» **Your objective**
Filter the entries below, keeping every line that has the word "RemoteGraphQLDataSource".

» **Stored data**
PR #2813, opened 2023-10-06
feat: Extend support for content types that include JSON

2012160085:
### Problem:
While federating a `smallrye-graphql` based API server using Apollo Gateway, I encountered an issue. The server responds with a `application/graphql+json` content type, which is currently not supported by the gateway.

### Proposed Solution:
This PR aims to broaden the supported content types in Apollo Gateway, specifically to include responses with `application/graphql+json` and other JSON subtypes. This change ensures that APIs like those built with `smallrye-graphql` can be seamlessly integrated without content type restrictions.

### Changes:
- Enhanced the content type detection logic to support types that include `json`.

### DIFF
--- a/gateway-js/src/datasources/RemoteGraphQLDataSource.ts
+++ b/gateway-js/src/datasources/RemoteGraphQLDataSource.ts
@@ -293,11 +293,10 @@ export class RemoteGraphQLDataSource<
     _fetchRequest?: NodeFetchRequest,
     _context?: TContext,
   ): Promise<object | string> {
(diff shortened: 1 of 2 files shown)


dariuszkuc:
Thanks for the PR. Closing this with the same reason as was provided for https://github.com/apollographql/federation/pull/2769#issuecomment-1706891804.

Looks like the underlying issue was already fixed on the [quarkus side](https://github.com/quarkusio/quarkus/pull/35769).

PR #2848, opened 2023-11-07
Adding note on resolving an entity when it has multiple keys

andrewmcgivery:
Adding some clarity around resolving an entity when there are multiple keys present.

This is due to a custom request about how to handle this... they couldn't find anything in the docs... and either could we. :)

### DIFF
--- a/docs/source/entities-advanced.mdx
+++ b/docs/source/entities-advanced.mdx
@@ -87,7 +87,24 @@ type Product @key(fields: "id", resolvable: false) {
 type Product @key(fields: "sku", resolvable: false) {
   sku: String!
 }
+```
 
+When resolving a reference for an entity with multiple keys, you can determine how to resolve based on which key is present:
+
+```js title="resolvers.js"
+// Products subgraph
+const resolvers = {
+  Product: {
+    __resolveReference(productRepresentation) {
+      if(productRepresentation.sku){
+        return fetchProductBySku(productRepresentation.id);
+      } else {
+        return fetchProductByID(productRepresentation.id);
+      }
+    }
+  },
+  // ...other resolvers...
+}
 ```
 
 ### Differing `@key`s across subgraphs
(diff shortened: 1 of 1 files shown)


Meschreiber (approved):
Thank you for this addition!  🙏

docs/source/entities-advanced.mdx
```diff
@@ -87,7 +87,24 @@ type Product @key(fields: "id", resolvable: false) {
 type Product @key(fields: "sku", resolvable: false) {
   sku: String!
 }
+```
+
+When resolving a reference for an entity with multiple keys, you can determine how to resolve it based on which key is present:
 
+```js title="resolvers.js"
+// Products subgraph
+const resolvers = {
```
dariuszkuc, line 96: this is an implementation detail that is only going to work for `subgraph-js` based implementation

trevor-scheer: Do you just mean `__resolveReference` is a `subgraph-js` thing? The example is still good and other libs will all have to do something similar, right? Maybe nice to just mention "if you're using `@apollo/subgraph` this could look like..."?

Meschreiber: Thanks @trevor-scheer , I like that suggestion! Also agree that eventually subgraph library specific implementation examples might be better placed elsewhere. For now, this is probably the best place.

docs/source/entities-advanced.mdx
```diff
@@ -87,7 +87,24 @@ type Product @key(fields: "id", resolvable: false) {
 type Product @key(fields: "sku", resolvable: false) {
   sku: String!
 }
+```
+
+When resolving a reference for an entity with multiple keys, you can determine how to resolve it based on which key is present:
```
Meschreiber, line 92:
```suggestion
When resolving a reference for an entity with multiple keys, you can determine how to resolve it based on which key is present. For example, if you're using [`@apollo/subgraph`](/apollo-server/using-federation/api/apollo-subgraph/), it could look like this:
```

PR #2858, opened 2023-11-14
chore: sangria compatibility updates

dariuszkuc:


dariuszkuc:
Updated caliban results as failures were due to flaky tests.

PR #2859, opened 2023-11-14
Fix removeInputsFromSelection to only remove inputs

clenfest:
removeInputsFromSelection is tasked with removing inputs to a FetchGroup from the fetch group so that we don't retrieve the same values twice (and FetchGroups that don't functionally do anything can be removed). There was a bug in the code that meant that in certain cases, things that were required were actually being removed. This could manifest in subgraph jumps not being possible because the key it was using to make the jump was not available.


query-planner-js/src/__tests__/buildPlan.test.ts
```diff
@@ -3810,7 +3810,7 @@ describe('Fed1 supergraph handling', () => {
 });
 
 describe('Named fragments preservation', () => {
-  it('works with nested fragments', () => {
+  it('works with nested fragments 1', () => {
```
trevor-scheer, line 3813: stray?
```suggestion
  it('works with nested fragments', () => {
```

.changeset/pink-ducks-fail.md
```diff
@@ -0,0 +1,6 @@
+---
+"@apollo/query-planner": patch
+---
+
+removeInputsFromSelection is tasked with removing inputs to a FetchGroup from the fetch group so that we don't retrieve the same values twice (and FetchGroups that don't functionally do anything can be removed). There was a bug in the code that meant that in certain cases, things that were required were actually being removed. This could manifest in subgraph jumps not being possible because the key it was using to make the jump was not available.
```
trevor-scheer, line 5: This is nbd, but the details of the fix are probably less interesting to changelog readers than a description of the bug itself. I might just reorder this to be something like:
"Fix a bug where...xyz." then followed up with implementation details that might explain why it happened.

trevor-scheer (approved):
Nice sleuthing!

query-planner-js/src/__tests__/buildPlan.test.ts
clenfest: The reason I had this in here is that if you try to run a test by name, jest will actually run all tests for which that name is a subset. So if you run "test1", but a "test11" and "test12" exist, it will run all three. I was trying to debug this test, and got confused because another test would run immediately afterwards, and it took me a while to realize it was a separate execution.

Issue #2862, opened 2023-11-16
Build Plan failure when using fragments and @include


tinnou:
### Issue Description

We are getting the following error when using queries that have a combination of non intersecting fragments and `@include` directive.

Error:
```
Cannot add fragment of condition "Video" (runtimes: [Show]) to parent type "Show" (runtimes: Show)
GraphQLError: Cannot add fragment of condition "Video" (runtimes: [Show]) to parent type "Show" (runtimes: Show)
    at Object.err (/Users/antoineb/IdeaProjects/federation/internals-js/src/error.ts:36:60)
    at validate (/Users/antoineb/IdeaProjects/federation/internals-js/src/operations.ts:61:34)
    at FragmentElement.rebaseOn (/Users/antoineb/IdeaProjects/federation/internals-js/src/operations.ts:492:7)
    at FragmentElement.rebaseOnOrError (/Users/antoineb/IdeaProjects/federation/internals-js/src/operations.ts:91:17)
    at makeSelection (/Users/antoineb/IdeaProjects/federation/internals-js/src/operations.ts:2239:40)
(...)
```

### Link to Reproduction

https://github.com/apollographql/federation/compare/main...tinnou:federation:non_intersecting_fragment_with_include

### Reproduction Steps

I added a unit test that reproduces the issue with a minimal schema and query in `buildPlan.test.ts` see the commit details.

If you remove `@include` the plan succeeds.

PR #2864, opened 2023-11-22
Fix nested fragments on interfaces (when a directive is present)

trevor-scheer:
The following query:

```gql
query {
  i {
    _id
    ... on I2 {
      ... on I2 @test {
        id
      }
    }
  }
}
```
Blows up with the following error:
>Cannot add fragment of condition "I2" (runtimes: [T1,T2]) to parent type "T1" (runtimes: T1)

When the `@test` directive is removed, we collapse the inline fragments and this error doesn't occur, but we can't do that when a directive application is present.

This _seems_ to be due to the way that the query planner handles interface conditions, by expanding them into their runtime types. My understanding right now is roughly this:

Expanding the above query in theory looks something like:
```gql
query {
  i {
    _id
    ... on T1 {
      ... on I2 @test {
        id
      }
    }
    ... on T2 {
      ... on I2 @test {
        id
      }
    }
  }
}
```
...but this T2 as parent type of an I2 is triggering the error since `canRebaseOn` is returning false.

Minimal reproduction of https://github.com/apollographql/federation/issues/2862

### DIFF
--- a/internals-js/src/operations.ts
+++ b/internals-js/src/operations.ts
@@ -2239,7 +2239,7 @@ function makeSelection(parentType: CompositeType, updates: SelectionUpdate[], fr
   const element = updateElement(first).rebaseOnOrError(parentType);
   const subSelectionParentType = element.kind === 'Field' ? element.baseType() : element.castedType();
   if (!isCompositeType(subSelectionParentType)) {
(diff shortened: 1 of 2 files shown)


dariuszkuc:
Superseded by #2875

» **Solution for this task**
--- a/gateway-js/src/datasources/RemoteGraphQLDataSource.ts
+++ b/gateway-js/src/datasources/RemoteGraphQLDataSource.ts
@@ -293,11 +293,10 @@ export class RemoteGraphQLDataSource<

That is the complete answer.